I have an old farmer gal in my area that raises rabits. She sells them to pet stores, idividuals for reptile feeders as well as butchering them for human food. I was thinking of perhaps having her skin them and using that as part of the raw diet. any thoughts?

Rick


----------



## Carol Boche (May 13, 2007)

I feed rabbit (raised by humans), and sometimes the whole carcass fur and all. 

It is a great different food for your dogs.


----------



## Betty Mathena (Apr 19, 2006)

I have fed domestic rabbit. Very good for the dogs!


----------



## richard mattox (Feb 12, 2008)

Did you feel it better to feed the entire rabbit, organs & stomach contents as in the wild or did you like just the meat & bone?


----------



## Betty Mathena (Apr 19, 2006)

I just had them cleaned. Kind of skinned and cut in two. I had the organ meat also.


----------



## Guest (Mar 11, 2008)

Skin and all. Usually frozen solid as well.


----------



## Carol Boche (May 13, 2007)

Sometimes I feed the whole rabbit and sometimes it is cleaned and quartered. 
Depends on when she butchers and what other surplus organ meats I have that I need to feed as well.

I am a fanatic about rotation, not that I need to be, but when I get more meat in, I pull everything and re-organize since I have three freezers. :lol:


----------



## Maren Bell Jones (Jun 7, 2006)

Rabbit is excellent for whole prey style. If it was me, I'd probably skin them (or maybe not) and give them the whole carcass. I have heard from somewhere (not a lot of help, sorry!) that feeding just rabbit may be a risk of not enough taurine perhaps? Or maybe it was something else. Good to know if you are feeding the cats as well as the dogs. I'll have to look it up!

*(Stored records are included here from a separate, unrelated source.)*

PR #5882, opened 2022-08-13
Nested layout is in the subdirectory remark.

RaduTerec:
Minor documentation edit.

Added a remark for better understanding where the nested layout should be placed.


Rich-Harris:
Thank you — the file this PR changes is out of date due to #5778, and layouts are now discussed in https://kit.svelte.dev/docs/routing#layout-layout-svelte. I think the wording is sufficiently clear

PR #5861, opened 2022-08-10
[fix] support linked @sveltejs/kit package in Vite 3.0.3+

benmccann:

PR #5901, opened 2022-08-16
[chore] fix migration test linting

benmccann:
lint is failing on https://github.com/sveltejs/kit/pull/5861. this should fix it

### DIFF
--- a/packages/migrate/migrations/routes/migrate_page_server/index.spec.js
+++ b/packages/migrate/migrations/routes/migrate_page_server/index.spec.js
@@ -8,7 +8,7 @@ for (const sample of read_samples(import.meta.url)) {
 		if (!sample.filename) {
 			throw new Error('Missing filename for sample');
 		}
-		const actual = migrate_page_server(sample.before, sample.filename);
+		const actual = migrate_page_server(sample.before, sample.filename ?? '+page.server.js');
 		assert.equal(actual, sample.after);
 	});
 }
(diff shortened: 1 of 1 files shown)


packages/migrate/migrations/routes/migrate_page_server/index.spec.js
```diff
@@ -5,6 +5,9 @@ import { migrate_page_server } from './index.js';
 
 for (const sample of read_samples(import.meta.url)) {
 	test(sample.description, () => {
+		if (!sample.filename) {
+			throw new Error('Missing filename for sample');
+		}
```
Rich-Harris, line 10:
```suggestion
```

packages/migrate/migrations/routes/migrate_page_server/index.spec.js
```diff
@@ -5,6 +5,9 @@ import { migrate_page_server } from './index.js';
...
 		const actual = migrate_page_server(sample.before, sample.filename);
```
Rich-Harris, line 11:
```suggestion
		const actual = migrate_page_server(sample.before, sample.filename ?? '+page.server.js');
```

packages/migrate/migrations/routes/migrate_page_server/index.spec.js
```diff
@@ -5,7 +5,7 @@ import { migrate_page_server } from './index.js';
 
 for (const sample of read_samples(import.meta.url)) {
 	test(sample.description, () => {
-		const actual = migrate_page_server(sample.before, sample.filename);
+		const actual = migrate_page_server(sample.before, sample.filename ?? '+page.server.js');
```
benmccann, line 8: Should this defaulting be done inside the method? I.e. make the second parameter optional

Rich-Harris: this code is saying that all samples implicitly _do_ have a filename, `+page.server.js`, unless one is specified. making the parameter optional for the sake of the tests is the wrong solution

Rich-Harris (approved):

PR #5916, opened 2022-08-16
[fix] correctly provide server parent data

### LINKED ISSUE #5904: +layout.server.js not correctly passing data down during client-side hydration
### Describe the bug

After client side navigation, calling `await parent()` from within a +page.server.js exported load function returns `{"data":null}` instead of the value returned from the +layout.server.js exported load function

### Reproduction

- Load https://stackblitz.com/edit/sveltejs-kit-template-default-8az3ew?file=src/routes/+page.server.js
- Note that layout data, and page data are correct initially
- Click on 'Another page' link, to do a client side navigation to a new page
- Note that layout data is now incorrect (as is the layout data that was merged into page data)

### Logs

_No response_

### System Info

```shell
stackblitz default template fork
```

### Severity

### Additional Information

_No response_

dummdidumm:
Fixes #5904

- the data property was not unwrapped on the server, resulting in wrong results on client side navigations
- the root layout data was ommitted because of a wrong undefined check

### Tests

### Changesets


dummdidumm:
Tests fail because the selectors are queried too soon when the old value is still present in that text field. Turns out we need to adjust the way we write test (or rather, we did it wrong previously).
Instead of
```ts
expect(await page.textContent('h2')).toBe('2');
```
it should be
```ts
await expect(page.locator('h2')).toHaveText('2');
```
which automatically retries until the text is matched or it times out

packages/kit/src/runtime/server/index.js
```diff
@@ -250,7 +250,7 @@ export async function respond(request, options, state) {
 								try {
 									if (error) return;
 
-									const node = n ? await options.manifest._.nodes[n]() : undefined;
+									const node = n !== undefined ? await options.manifest._.nodes[n]() : undefined;
```
Rich-Harris, line 253:
```suggestion
									// == because it could be undefined (in dev) or null (in build, because of JSON.stringify)
									const node = n == undefined ? n : await options.manifest._.nodes[n]();
```

packages/kit/src/runtime/server/index.js
```diff
@@ -260,7 +261,11 @@ export async function respond(request, options, state) {
 												/** @type {import('types').JSONObject} */
 												const data = {};
 												for (let j = 0; j < i; j += 1) {
-													Object.assign(data, await promises[j]);
+													const parent = await promises[j];
+													if (!parent || parent instanceof HttpError || 'error' in parent) {
+														continue;
```
Rich-Harris, line 266: no point going any further, we can just bail at this point

```suggestion
														return;
```

packages/kit/src/runtime/server/index.js
```diff
@@ -260,7 +261,11 @@ export async function respond(request, options, state) {
 												/** @type {import('types').JSONObject} */
 												const data = {};
 												for (let j = 0; j < i; j += 1) {
-													Object.assign(data, await promises[j]);
+													const parent = await promises[j];
+													if (!parent || parent instanceof HttpError || 'error' in parent) {
+														return;
```
Conduitry, line 266: Is this correct? You just `return undefined`? You don't want to `break` or `return data`?

dummdidumm, line 266: To please TS
```suggestion
														return data;
```

dummdidumm: I just changed this to `return data`. I don't think it makes a difference in the end because everything below an error is discarded, but it makes TS shut up, so ..

Rich-Harris: actually you know what? we should be throwing in that case

Rich-Harris: hang on, we're making this way too complicated. the try-catch is in the wrong place. one sec...

Rich-Harris: cancel that, i confused myself — forgot we need to return `[{ data }, { data }, { error }]` to render the correct `+error.svelte` page

Rich-Harris (approved):

PR #3, opened 2015-06-09
Fix class name typo at TextRunMarshaller.php

stellalie:
This typo prevents marshall/unmarshalling functionality to work

### DIFF
--- a/src/qtism/data/storage/xml/marshalling/TextRunMarshaller.php
+++ b/src/qtism/data/storage/xml/marshalling/TextRunMarshaller.php
@@ -66,6 +66,6 @@ class TextRunMarshaller extends Marshaller
 	 */
     public function getExpectedQtiClassName()
     {
-        return 'randomInteger';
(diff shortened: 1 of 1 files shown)


bugalot:
Thanks a lot stellalie !

I'm just amazed that this did not appear in the unit tests before. Under which circumstances did you find this issue? I'm just curious :) !

All the best,
Jérôme

bugalot:
Moreover, I created a release 0.9.5 including your bugfix in the legacy branch. Please do not hesitate to update your composer.json.

If you have any trouble with this new release, just let me know!

Thanks again for the fix!

Bests,
Jérôme

stellalie:
@bugalot Thanks for that! That was very quick. It was a lucky catch actually when I was playing around with the repo. I was trying to convert a QTIComponent content to just plain xhtml string using MarshallerFactory so I can convert it to DOMElement then save that as XML string, and just happen to caught it :)

PR #11, opened 2015-08-27
Microseconds

Alroniks:
Partially related to this task https://oat-sa.atlassian.net/browse/TAO-1106

Added support of microseconds to durations

### DIFF
--- a/composer.json
+++ b/composer.json
@@ -2,7 +2,7 @@
 	"name": "qtism/qtism",
 	"description": "OAT QTI Software Module Library",
 	"type": "library",
-	"version": "0.9.11",
+	"version": "0.9.12",
 	"authors": [
 		{
 			"name": "Open Assessment Technologies S.A.",
@@ -25,7 +25,8 @@
 		"GPL-2.0"
 	],
 	"require" : {
-		"php" : ">=5.3.0"
+		"php" : ">=5.3.0",
+	  	"league/period": "2.4.*"
 	},
 	"require-dev": {
 		"phpunit/PHPUnit": ">=3.7.20"
--- a/composer.json
+++ b/composer.json
@@ -25,7 +25,8 @@
 		"GPL-2.0"
 	],
 	"require" : {
-		"php" : ">=5.3.0"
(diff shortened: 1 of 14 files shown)


Alroniks:
Ping @bugalot

bugalot:
Currently under review!

bugalot:
Hi @Alroniks !

Thanks for this PR.

It seems that the unit tests fail randomly. I spent an afternoon to understand what is going wrong, but without success. I can make appear errors at the level of Duration comparisons (equals method) when the CPU is under heavy load (I used cpuburn package with ubuntu). Comparison errors are very small, but exists. Usually, it breaks between a "non-microsecond" duration (e.g. PT5S) and another one with a very small difference (e.g. PT5.000001S). I assume that two DateTime objects are compared (diff method) but the second DateTime object has been instantiated some CPU cycles too late. This is why it appears when the CPU is under heavy load. It makes appear some kind of a "crital section" in the code that has to be found.

Thanks to have a look at this.

Jérôme

Alroniks:
Thank you for notice, @bugalot I have some ideas how fix it, so will send updates after.

Alroniks:
@bugalot Could you provide information about tests that failed. I tried run tests under cpuburn on virtualbox (I use homestead box) and all tests was passed.

bugalot:
Basically, common\datatypes\DurationTest.php can make the error happen, let's say 1 time each 10 attempts (it's a mean). 1 cpuburn (burnP5) is not enough, you need a big full charge with multiple cpuburn processes running, to get 100% CPU usage.

Alroniks:
Use 8 burns:
```
vagrant@homestead:~$ burnP5 & burnP5 & burnP5 & burnP5 & burnP5 & burnP5 & burnP5 & burnP5 &
[1] 15763
[2] 15764
[3] 15765
[4] 15766
[5] 15767
[6] 15768
[7] 15769
[8] 15770
```

And I call from 20 till 100 attemts for DurationTest.php and all passes for me. I will try run tests in mac (not in virtualbox), but don't know how catch it.

PR #12, opened 2015-09-04
Add callbacks to AssessmentItemSession.php

hutnikau:


bugalot:
Hi @hutnikau thanks for this PR!

Would you like please add some test cases?

All the best,
Jérôme

hutnikau:
@bugalot I have added unit test for this functionality.

bugalot:
Great! I think we are very close @hutnikau. Could you please put the runCallback method as a protected method (as far as I understand, the runCallback should never be called from the outside), and add in the registerCallback documentation what are the available event names, and what kind of parameters the callees will receive.

Thank you so much,
Jérôme

hutnikau:
@bugalot done!

bugalot:
Excellent @hutnikau. Everything looks fine when looking at the code. I will review this PR tomorrow morning. This is the first think I will do.

PR #13, opened 2015-09-21
Trial to solve moveNextAssessmentSection/TestPart if last item

bugalot:
Trial to solve moveNextAssessmentSection/TestPart if last item is timed out...


bugalot:
Oleg found the final issue in PR #14 !!!

PR #15, opened 2015-09-23
Fix last item timeout

hutnikau:


bugalot:
Awesome thx @hutnikau ! 

The issue with atan2 is quite fun. The error never appeared in the automated unit tests (Travis-CI). It's using Linux OS. Do you think we are facing a Windows only issue?

Bests,
Jérôme

hutnikau:
No, this is no due to windows. I asked a lot of people execute this command on different versions of php and on different OS. I got NAN on win10, win7 and Ubuntu. But also some of those whom I have asked got `-2.3561944901923` on win7. I have no idea what the reason of such behavior.
Win10:
nan
Win7:
nan2

bugalot:
Oleg, this is actually good information!

Indeed, it seems it is not related to Windows but maybe to particular PHP versions. I've seen in the past strange behaviours changing PHP from MINOR versions to MINOR versions. If you can get from the same people you asked their PHP version, we might find what's going on and maybe, report to PHP dev team.... :+1:

bugalot:
Does that resonate to you ?

hutnikau:
I was going to do it today. I want to gather more information to try to identify patterns.

bugalot:
Thanks so much @hutnikau !

hutnikau:
https://bugs.php.net/bug.php?id=70568

PR #20, opened 2015-11-11
Marshalling sequence changed, in order to be compatibale with xsd schema

boajer:
Pinging you, @bugalot , as can't assign directly


bugalot:
Could merge this one because it does not contain the invalid unit test from master.

PR #21, opened 2015-11-11
Marshalling sequence changed, in order to be compatibale with xsd schema

boajer:
Pinging you, @bugalot , as can't assign directly


bugalot:
Good catch @boajer !

However, as you can see in the Travis-CI report, the PR makes one unit test failing. Can you just adapt it so I can validate your PR?

Thanks again!

PR #22, opened 2015-11-18
Check select attribute value

hutnikau:


bugalot:
Excellent catch! Thanks a lot!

Rotating whole prey is a good idea though.


----------



## Bob Scott (Mar 30, 2006)

Relative to this post, I remember cleaning a lot of rabbits and we always had to be careful about the bile gland (I think). In feeding whole prey, is this a concern?
I do know that wild rabbit is low in body fat.


----------



## Dan Long (Jan 10, 2008)

Rabbit would be an excellent addition to a raw diet. You'd have to mix it in just like anything else you feed- variety is the key to success with raw.


----------



## Howard Gaines III (Dec 26, 2007)

Wabbit? I woves wabbit! Wif celery, onions, ummmm wabbit stew!!!


----------



## Dan Long (Jan 10, 2008)

Cook! Where's my Hassenfeffah!


----------



## Anne Vaini (Mar 15, 2007)

mmmm..... fencasa!


----------



## Patrick Cheatham (Apr 10, 2006)

Yea the local rabbit farmer here loves them to they charge 5.70$ a LB.


----------



## Will Kline (Jan 10, 2008)

Patrick Cheatham said:


> Yea the local rabbit farmer here loves them to they charge 5.70$ a LB.

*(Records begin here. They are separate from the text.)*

PR #23, opened 2015-11-20
AssessmentTestSession: fix condition to resume a session

jsconan:
Without this patch it is impossible to resume a suspended session. The `isRunning()` method considers the session is running when the state is different from INITIAL or CLOSED. So a suspended session is never considered as not running, and cannot be resumed.


bugalot:
Thank's I am currently reviewing!

PR #25, opened 2015-12-29
Change dependencies

llecaque:
rely on oatsa repo instead of Alroniks' one


boajer:
Hi @bugalot, do you think this PR can be merged?

PR #35, opened 2016-06-09
A fix for a bug which caused Iterator does not iterate when…

stellalie:
… we only have one children component

@bugalot Can you please check this? I'm not sure whether this is the right fix, but I think the iterator should still work even if we only one child component, no? Thanks in advance.


bugalot:
Thanks a lot @stellalie  ! Excellent catch !

PR #205, opened 2020-08-12
Added assertions to check that the testsession is closed on each test.

julien-sebire:
Complementary PR to the previous one to have assertions for every case.


julien-sebire:
Completed tests on session ending when going to next testPart on the last testPart.

PR #221, opened 2020-09-10
Allowed 0 as an expectedLength value.

julien-sebire:
This PR aims at fixing the implementation of expectedLength for (Extended)TextEntryInteraction.
It allows 0 as a valid length and replace the usage of -1 as a magical value representing no value at all with a null value.

Related ticket:
https://oat-sa.atlassian.net/browse/NEX-1852


peetya (approved):
LGTM, nice work!

PR #163, opened 2020-01-15
Code style - no code change

julien-sebire:
The idea of this PR is to standardize both current and legacy branches to merge them in a not so far future:
- import and reduce FQCN
- remove extra @author tags not in the file docblock
- change secondary copyright date to 2020 for all changed files
- complete the methods doc blocks with missing tags (@param, @return, @throws, ...)
- array() to []
- double quotes to single quotes when applicable

All tests are run without any problem during the code styling process.

Related PR for legacy branch: https://github.com/oat-sa/qti-sdk/pull/164

PR #232, opened 2020-09-21
The Big Refactor In The Sdky - Part III - Main branch version

julien-sebire:
This is the third big bunch of refactoring in order to make both main and legacy branches to converge in a not so far future.
Part I: https://github.com/oat-sa/qti-sdk/pull/163
Part II: https://github.com/oat-sa/qti-sdk/pull/188

It includes:
- Fixed typos in `occurred`, `occurrence` and `whether` in strings and comments (not variable nor method names).
- `"` to `'` string delimiters when possible.
- Incremental operators `++`, `--`, `+=`, `-=` when possible.
- `self` keyword instead of class name.
- Removed useless class aliases in `use` statements.
- Removed useless local variables.
- Type casting instead of `*val` methods, e.g. `(int)$var` instead of `intval($var)`.
- `::class` and `use` statement instead of FQN.
- Null coalescing operator when possible.
- Updated PhpDocs for `@param`, `@result`, `@throws`.
- Replaced deprecated `setExpectedException` with `expectException*`.
- Removed `@see` tags referring to the parent method and useless `@inheritdoc` tags.
- Fixed wrongly static calls to dynamic calls when in an object occurrence context.
- Removed `=== true` for standard functions returning a boolean.
- Removed auto-generated `@package` tags. 
- Moved `isPure` to `Expression` (parent class).
- Fixed `setRule` in `RuleProcessor`.
- Moved `Container` back from `common/collections` to `runtime/common` as in legacy branch.
- Removed static calls to QtiSmTestCase::createDOMElement.
- And a lot of code cleaning...

Legacy branch counterpart: https://github.com/oat-sa/qti-sdk/pull/233


src/qtism/cli/Render.php
```diff
@@ -351,7 +346,7 @@ private function runXhtml(XmlDocument $doc, XhtmlRenderingEngine $renderer)
             $header .= "${indent}<head>${nl}";
             $header .= "${indent}${indent}<meta charset=\"utf-8\">${nl}";
 
-            if (empty($title) !== false) {
+            if (empty($title)) {
```
gitromba, line 349: You may want to add the title when it's **not** empty.
```suggestion
if (!empty($title)) {
```

julien-sebire: You have a point. This makes sense. Indeed, this is inverting the existing logic (`!== false` is equivalent to `=== true`), which seemed to be faulty. Fortunately, this is some code used only to demo the possibilities in CLI, that is not used in production and that is not covered by tests. I'll changed that.
Thanks for this Misi! ;-)

PR #240, opened 2020-12-28
test

julien-sebire:


julien-sebire:
Was just to test travis configuration for php >= 7.3.

PR #259, opened 2021-04-01
fix: do not escape starting and ending symbols for patterns validation

m-lagarde:
[TR-825](https://oat-sa.atlassian.net/browse/TR-825)

The goal of this PR is to fix the pattern control from validation constraint when starting and ending symbols are provided

### DIFF
--- a/src/qtism/runtime/expressions/operators/Utils.php
+++ b/src/qtism/runtime/expressions/operators/Utils.php
@@ -328,6 +328,8 @@ class Utils
      */
     public static function prepareXsdPatternForPcre($pattern)
     {
+        $pattern = trim($pattern, '^$');
+
         // XML schema always implicitly anchors the entire regular expression
         // because there is no carret (^) nor dollar ($) signs.
         // see http://www.regular-expressions.info/xml.html
--- a/src/qtism/runtime/expressions/operators/Utils.php
+++ b/src/qtism/runtime/expressions/operators/Utils.php
@@ -328,7 +328,7 @@ class Utils
      */
     public static function prepareXsdPatternForPcre($pattern)
     {
-        $pattern = trim($pattern, '^$');
+        $pattern = rtrim(ltrim($pattern, '^'), '$');
 
         // XML schema always implicitly anchors the entire regular expression
         // because there is no carret (^) nor dollar ($) signs.
--- a/test/qtismtest/runtime/expressions/operators/PatternMatchProcessorTest.php
+++ b/test/qtismtest/runtime/expressions/operators/PatternMatchProcessorTest.php
@@ -110,7 +110,9 @@ class PatternMatchProcessorTest extends QtiSmTestCase
             [new QtiString('string'), 'shell', false],
             [new QtiString('stringString'), '.*', true], // in xml schema 2, dot matches white-spaces
             [new QtiString('^String$'), 'String', false], // No carret nor dollar in xml schema 2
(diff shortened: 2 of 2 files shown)


src/qtism/runtime/expressions/operators/Utils.php
```diff
@@ -328,6 +328,8 @@ public static function lastPregErrorMessage()
      */
     public static function prepareXsdPatternForPcre($pattern)
     {
+        $pattern = trim($pattern, '^$');
+
         // XML schema always implicitly anchors the entire regular expression
         // because there is no carret (^) nor dollar ($) signs.
```
julien-sebire, line 334: This should read:
```
// XML schema always implicitly anchors the entire regular expression.
// Neither caret (^) nor dollar ($) sign are supported as anchors.
```
It's more explicit. You can change that in the same time.

test/qtismtest/runtime/expressions/operators/PatternMatchProcessorTest.php
```diff
@@ -110,7 +110,9 @@ public function patternMatchProvider()
             [new QtiString('string'), 'shell', false],
             [new QtiString('stringString'), '.*', true], // in xml schema 2, dot matches white-spaces
```
julien-sebire, line 111: This test doesn't actually test what the comment says. The searched string should contain at least one space:
```
[new QtiString('string String'), '.*', true], // in xml schema 2, dot matches white-spaces
```

test/qtismtest/runtime/expressions/operators/PatternMatchProcessorTest.php
```diff
@@ -110,7 +110,9 @@ public function patternMatchProvider()
...
             [new QtiString('^String$'), 'String', false], // No carret nor dollar in xml schema 2
-            [new QtiString('^String$'), '^String$', true],
+            [new QtiString('String'), 'String', true],
+            [new QtiString('String'), '^String$', true],
+            [new QtiString('^String$'), '^String$', false],
             [new QtiString('Str/ing'), 'Str/ing', true],
```
julien-sebire, line 116: Please add tests to match `12.99$` and `$12.99`.

julien-sebire (changes requested):
Nice try but, how can you match `10.99$` or `$10.99` then? :-) I'm not sure we could find use cases for matching `^` at beginning or end of a string though.
Maybe remove ^ and $ together only when they are both here?
Or give a hint in your front-end to tell that nor ^ nor $ anchors are supported and that the pattern will be matched to the whole response?
Or take them in account when escaped (`\^` and `\$`)?

src/qtism/runtime/expressions/operators/Utils.php
```diff
@@ -328,6 +328,8 @@ public static function lastPregErrorMessage()
      */
     public static function prepareXsdPatternForPcre($pattern)
     {
+        $pattern = trim($pattern, '^$');
```
wazelin, line 331:
```suggestion
        $pattern = rtrim(ltrim($pattern, '^'), '$');
```

wazelin (changes requested):

test/qtismtest/runtime/expressions/operators/PatternMatchProcessorTest.php
wazelin: Considering $ is usually prepended to a value, I would add just `$12.99` support.

PR #266, opened 2021-04-13
Feature/nex 2008/html5 main

julien-sebire:
Related ticket: https://oat-sa.atlassian.net/browse/TRN-75

This PR aims at adding support for the HTML5 tag `<track>` on *MediaInteraction*.
Since `<track>` tag is a sub-element of `<video>` and `<audio>` HTML5 tags, this implies the need to also support the following features:
- `<video>` and all its sub elements (`<source>`, `<track>`)
- `<audio>` and all its sub elements (`<source>`, `<track>`)
- namespaces in the serializing/unserializing system (marshallers)
- html5 generic elements
- usage of exclusively one among `<object>`, `<audio>` and `<video>` in *MediaInteraction*
- usage of `<audio>` and `<video>` in `ItemBody`
- HTML code generation (rendering)

Since HTML5 is an addition to QTI, all the HTML5 elements tags have to be prefixed with `qh5:` prefix as shown in this example: https://github.com/oat-sa/qti-sdk/pull/266/files#diff-bcc3940df1a5e18e0f7d4628d30dc35b3f5e4da66b7e2cf25e7283c428ea9e6f


julien-sebire:
Close as not necessary anymore, with html5 work done in separate PRs.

At that price I would raise my own rabbits. When I was a kid I used to raise them and sell them for $5 -$10 a piece. Had my dad paint a sign and everything (he was a commercial artist so it was very professional looking). On a side note I also used to charge my friends $2 to watch them make bunny love!  

Yes I was quite the entrepreneur at 10 years old! ;-)


----------



## Bill Langan (Mar 9, 2008)

Here's where all my reptile keeper friends get there feed from. 

(specializes in the production and distribution of frozen mice, rats, rabbits, guinea pigs, chicks and quail, RodentPro.com® has provided premium quality feeder animals to the reptile, birds of prey, aquatic and carnivore communities since 1993. ) 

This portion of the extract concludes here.